**Try it**
Among the entries that follow, tally the lines with the string "still". Give no more than the number.

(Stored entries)

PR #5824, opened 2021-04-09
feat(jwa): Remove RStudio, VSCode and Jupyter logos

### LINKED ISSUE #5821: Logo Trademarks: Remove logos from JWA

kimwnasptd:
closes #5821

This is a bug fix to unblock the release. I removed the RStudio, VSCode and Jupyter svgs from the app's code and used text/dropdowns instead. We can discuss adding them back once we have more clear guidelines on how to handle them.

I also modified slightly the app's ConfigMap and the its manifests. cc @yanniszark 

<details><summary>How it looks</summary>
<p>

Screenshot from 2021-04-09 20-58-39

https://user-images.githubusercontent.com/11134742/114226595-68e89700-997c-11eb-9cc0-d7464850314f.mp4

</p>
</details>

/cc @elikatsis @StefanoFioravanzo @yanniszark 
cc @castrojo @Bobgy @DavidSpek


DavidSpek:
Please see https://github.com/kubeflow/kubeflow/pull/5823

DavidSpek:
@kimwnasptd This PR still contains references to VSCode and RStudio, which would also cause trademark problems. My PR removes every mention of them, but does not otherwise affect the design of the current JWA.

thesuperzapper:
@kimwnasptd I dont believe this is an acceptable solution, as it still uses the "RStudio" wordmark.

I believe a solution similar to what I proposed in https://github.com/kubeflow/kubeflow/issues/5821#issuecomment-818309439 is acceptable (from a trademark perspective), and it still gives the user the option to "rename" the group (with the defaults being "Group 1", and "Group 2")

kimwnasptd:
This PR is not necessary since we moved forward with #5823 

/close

**Result**
3